#### Data shown
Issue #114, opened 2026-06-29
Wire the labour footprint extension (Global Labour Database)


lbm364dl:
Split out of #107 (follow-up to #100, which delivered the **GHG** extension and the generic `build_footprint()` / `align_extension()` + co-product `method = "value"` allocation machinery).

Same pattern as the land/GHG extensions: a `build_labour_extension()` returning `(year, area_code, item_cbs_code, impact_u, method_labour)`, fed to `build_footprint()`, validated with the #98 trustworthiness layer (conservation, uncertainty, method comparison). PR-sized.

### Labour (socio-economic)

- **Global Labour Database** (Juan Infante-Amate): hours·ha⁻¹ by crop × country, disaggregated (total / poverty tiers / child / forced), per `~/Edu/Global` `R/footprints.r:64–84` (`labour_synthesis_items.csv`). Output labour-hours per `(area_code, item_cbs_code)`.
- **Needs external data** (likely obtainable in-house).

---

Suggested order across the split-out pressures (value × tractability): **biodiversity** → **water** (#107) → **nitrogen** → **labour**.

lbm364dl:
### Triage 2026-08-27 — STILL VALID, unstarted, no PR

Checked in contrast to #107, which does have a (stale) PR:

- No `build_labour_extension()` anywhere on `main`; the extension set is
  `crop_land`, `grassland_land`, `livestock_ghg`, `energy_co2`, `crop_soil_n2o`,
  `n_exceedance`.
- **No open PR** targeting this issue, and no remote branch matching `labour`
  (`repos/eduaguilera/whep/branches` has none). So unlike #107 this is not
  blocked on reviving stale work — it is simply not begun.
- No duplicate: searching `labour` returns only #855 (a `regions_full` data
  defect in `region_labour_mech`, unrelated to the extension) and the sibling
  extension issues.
########
The answer should contain only the lines from the first line of the entries through the line holding "Split out of", each exactly as written.

Task result:
Issue #114, opened 2026-06-29
Wire the labour footprint extension (Global Labour Database)


lbm364dl:
Split out of #107 (follow-up to #100, which delivered the **GHG** extension and the generic `build_footprint()` / `align_extension()` + co-product `method = "value"` allocation machinery).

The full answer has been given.